Files
diffusion_policy/AGENTS.md

2.9 KiB

Agent Notes

Purpose

~/diffusion_policy is the Diffusion Policy training repo. The main workflow here is Hydra-driven training via train.py, with the canonical PushT image experiment configured by image_pusht_diffusion_policy_cnn.yaml.

Top Level

  • diffusion_policy/: core code, configs, datasets, env runners, workspaces.
  • data/: local datasets, outputs, checkpoints, run logs.
  • train.py: main training entrypoint.
  • eval.py: checkpoint evaluation entrypoint.
  • image_pusht_diffusion_policy_cnn.yaml: canonical single-seed PushT image config from the README path.
  • .venv/: local uv-managed virtualenv.
  • .uv-cache/, .uv-python/: local uv cache and Python install state.
  • README.md: upstream instructions and canonical commands.
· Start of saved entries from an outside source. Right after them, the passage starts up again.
PR #9668, opened 2026-03-26
chore(greptile): split greptile.json into .greptile/ directory

nmgarza5:
## Description

Restructures the monolithic `greptile.json` into three focused files under `.greptile/`:

- **`config.json`** — review settings + 4 scoped rules (rules that target specific file globs like `web/**` or `backend/**/*.py`, so Greptile enforces them only on matching files)
- **`rules.md`** — 7 global rules as prose markdown (guidelines that apply everywhere and don't need per-rule scoping or disable support)
- **`files.json`** — context file references the reviewer reads before reviewing

The split follows Greptile's own distinction: `config.json` rules support per-rule glob scoping, severity levels, and can be disabled by ID — making them the right home for precise, file-targeted rules. `rules.md` is free-form markdown suited to prose guidelines that apply to the whole codebase.

Also bumps `strictness` from `2` → `3` and clears the stale `ignorePatterns` entry.

## Additional Options

### DIFF
--- a/.greptile/files.json
+++ b/.greptile/files.json
@@ -10,6 +10,31 @@
     "description": "Frontend coding standards for the web directory"
   },
   {
+    "scope": ["web/**"],
+    "path": "web/tests/README.md",
+    "description": "Frontend testing guide and conventions"
+  },
+  {
+    "scope": ["web/**"],
+    "path": "web/CLAUDE.md",
+    "description": "Single source of truth for frontend coding standards"
+  },
+  {
+    "scope": ["web/**"],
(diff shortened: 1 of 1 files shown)


.greptile/config.json
```diff
@@ -0,0 +1,68 @@
+{
+    "labels": [],
+    "comment": "",
+    "fixWithAI": true,
+    "hideFooter": false,
+    "strictness": 3,
```
nmgarza5, line 6: should help with the thrash but if this ends up being too strong we can look into other options

PR #9678, opened 2026-03-26
fix(api-key): clarify upgrade message for trial accounts

nmgarza5:
## Description

Updates the admin API key page to display a clear warning message to trial users that API key creation requires a paid subscription, with an upgrade CTA linking to billing. Also fixes TypeScript errors in the `isTrialing` check — `billingData`'s narrowing from `!= null` wasn't propagating inside the `true || (...)` dead-code branch, causing TS18048/TS2339 errors. Fixed by extracting the billing check to its own const and using the existing `hasActiveSubscription` type predicate.

## How Has This Been Tested?
image

## Additional Options

### DIFF
--- a/web/src/app/admin/api-key/page.tsx
+++ b/web/src/app/admin/api-key/page.tsx
@@ -46,15 +46,12 @@ function Main() {
     error,
   } = useSWR<APIKey[]>("/api/admin/api-key", errorHandlingFetcher);
 
-  const canCreateKeys = false; // MOCK: hardcoded for screenshot
+  const canCreateKeys = useCloudSubscription();
   const { data: billingData } = useBillingInformation();
-  const billingIsTrialing =
+  const isTrialing =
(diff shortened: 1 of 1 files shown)


web/src/app/admin/api-key/page.tsx
```diff
@@ -85,23 +103,9 @@ function Main() {
...
-              variant="none"
-              prominence="tertiary"
-              size="2xs"
-              icon={SvgInfo}
-              tooltip="API keys enable programmatic access to Onyx for service accounts and integrations. Trial accounts do not include API key access — purchase a paid subscription to unlock this feature."
-            />
-          </div>
-          <Button href="/admin/billing">Upgrade to Paid Plan</Button>
-        </div>
-      )}
```
nmgarza5, line 104: i goofed yesterday and forgot to merge the updated version of this. this was my first iteration that looked bad

PR #9693, opened 2026-03-27
perf(swr): add sessionStorage cache provider to persist SWR cache across reloads

nmgarza5:
## Description

Every hard page reload was firing ~30 API requests from scratch because SWR's cache is in-memory only — wiped on every browser refresh. This adds a `sessionStorage`-backed cache provider to `SWRConfigProvider` so SWR can hydrate from cached responses immediately on reload, then revalidate in the background.

**What changed:**
- Added `sessionStorageProvider` function in `SWRConfigProvider.tsx` that reads the SWR cache from `sessionStorage` on init and writes it back on `beforeunload`
- Wired it into the global `SWRConfig` via the `provider` prop

**Behavior after this change:**
- First page load: all ~30 requests fire as usual (cache is empty)
- Subsequent reloads (F5): cached responses hydrate immediately → UI renders with stale data → SWR revalidates in background per each hook's existing settings (`revalidateOnMount: true` default)
- Tab close / new tab: `sessionStorage` clears → fresh fetch on next visit

`sessionStorage` (not `localStorage`) is used intentionally so the cache is scoped to the browser session and auto-clears when the tab closes.

## Additional Options

### DIFF
--- a/web/src/providers/SWRConfigProvider.tsx
+++ b/web/src/providers/SWRConfigProvider.tsx
@@ -1,7 +1,51 @@
 "use client";
 
-import { SWRConfig } from "swr";
+import { SWRConfig, type State } from "swr";
 import { skipRetryOnAuthError } from "@/lib/fetcher";
+
+const CACHE_KEY = "onyx-swr-v1";
+
+/**
+ * Backs the SWR in-memory cache with sessionStorage so cached responses
+ * survive page reloads. SWR still revalidates on mount (stale-while-revalidate),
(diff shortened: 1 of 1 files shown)


nmgarza5:
Closing in favor of a simpler approach: revalidateIfStale: false (PR #9695) suppresses re-fetches during client-side navigation using the in-memory SWR cache. Hard refreshes intentionally fire fresh requests. No sessionStorage layer needed.

PR #9695, opened 2026-03-27
perf(swr): add SWR_KEYS registry and skip revalidation for stable hooks

nmgarza5:
## Description

Two related changes to improve SWR cache hygiene:

**1. Centralized SWR_KEYS registry (`web/src/lib/swr-keys.ts`)**

Adds a single `as const` object containing all SWR endpoint strings used by the hooks in this PR. Previously, endpoint strings were inline literals, making it easy for a `mutate()` call to silently target a different string than the `useSWR()` call it was meant to invalidate.

A full migration of all remaining inline strings across the codebase will follow in a separate PR.

**2. `revalidateIfStale: false` on stable data hooks**

Adds `revalidateIfStale: false` to 18 hooks whose data only changes through explicit user actions. Without this flag, SWR fires a background re-fetch on every mount even when the cache is fresh, causing a burst of redundant requests on every page load.

Affected hooks: `useAgentPreferences`, `useAgents` / `useAgent`, `useAuthTypeMetadata`, `useAvailableTools`, `useBillingInformation`, `useLicense`, `useChatSessions`, `useCurrentUser`, `useDocumentSets`, `useLLMProviders` / `useAdminLLMProviders` / `useLLMProviderOptions`, `useProjects`, `usePromptShortcuts`, `useSettings` / `useEnterpriseSettings` / `useCustomAnalyticsScript`, `useTags`, `useVoiceProviders` / `useVoiceStatus`.

Data that changes independently of user action (connector sync status, embedding progress, notifications, health checks) is deliberately excluded.

**3. Mutation fix**

Adds `mutate(SWR_KEYS.documentSets)` and `mutate(SWR_KEYS.documentSetsEditable)` in `DocumentSetCreationForm` after create/update so the document sets list stays fresh without relying on the polling interval.

## How Has This Been Tested?

Manual testing + existing CI

## Additional Options

### DIFF
--- a/web/src/app/admin/documents/sets/hooks.tsx
+++ b/web/src/app/admin/documents/sets/hooks.tsx
@@ -1,17 +1,16 @@
 import { errorHandlingFetcher } from "@/lib/fetcher";
 import { DocumentSetSummary } from "@/lib/types";
 import useSWR, { mutate } from "swr";
-
-const DOCUMENT_SETS_URL = "/api/manage/document-set";
-const GET_EDITABLE_DOCUMENT_SETS_URL =
-  "/api/manage/document-set?get_editable=true";
+import { SWR_KEYS } from "@/lib/swr-keys";
 
 export function refreshDocumentSets() {
-  mutate(DOCUMENT_SETS_URL);
+  mutate(SWR_KEYS.documentSets);
 }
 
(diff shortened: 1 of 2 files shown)


nmgarza5:
will follow up and add all swr keys to this registry if you like the idea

Canonical PushT Image Path

  • Entrypoint: python train.py --config-dir=. --config-name=image_pusht_diffusion_policy_cnn.yaml
  • Dataset path in config: data/pusht/pusht_cchi_v7_replay.zarr
  • README canonical device override: training.device=cuda:0

Data

  • PushT archive currently present at data/pusht.zip
  • Unpacked dataset used by training: data/pusht/pusht_cchi_v7_replay.zarr

Local Compatibility Adjustments

  • diffusion_policy/env_runner/pusht_image_runner.py now uses SyncVectorEnv instead of AsyncVectorEnv. Reason: avoid shared-memory and semaphore failures on this host/session.
  • diffusion_policy/gym_util/sync_vector_env.py has local compatibility changes:
    • added reset_async
    • seeded reset_wait
    • updated concatenate(...) call order for the current gym API

Environment Expectations

  • Use the local uv env at .venv
  • Verified local Python: 3.9.25
  • Verified local Torch stack: torch 2.8.0+cu128, torchvision 0.23.0+cu128
  • Other key installed versions verified in .venv:
    • gym 0.23.1
    • hydra-core 1.2.0
    • diffusers 0.11.1
    • huggingface_hub 0.10.1
    • wandb 0.13.3
    • zarr 2.12.0
    • numcodecs 0.10.2
    • av 14.0.1
  • Important note: this shell currently reports torch.cuda.is_available() == False, so always verify CUDA access in the current session before assuming GPU is usable.

Logging And Outputs

  • Hydra run outputs: data/outputs/...
  • Per-run files to check first:
    • .hydra/overrides.yaml
    • logs.json.txt
    • train.log
    • checkpoints/latest.ckpt
  • Extra launcher logs may live under data/run_logs/

Practical Guidance

  • Inspect with rg, sed, and existing Hydra output folders before changing code.
  • Prefer config overrides before code edits.
  • On this host, start from these safety overrides unless revalidated:
    • logging.mode=offline
    • dataloader.num_workers=0
    • val_dataloader.num_workers=0
    • task.env_runner.n_envs=1
    • task.env_runner.n_test_vis=0
    • task.env_runner.n_train_vis=0
  • If a run fails, inspect .hydra/overrides.yaml, then logs.json.txt, then train.log.
  • Avoid driver or system changes unless the repo-local path is clearly blocked.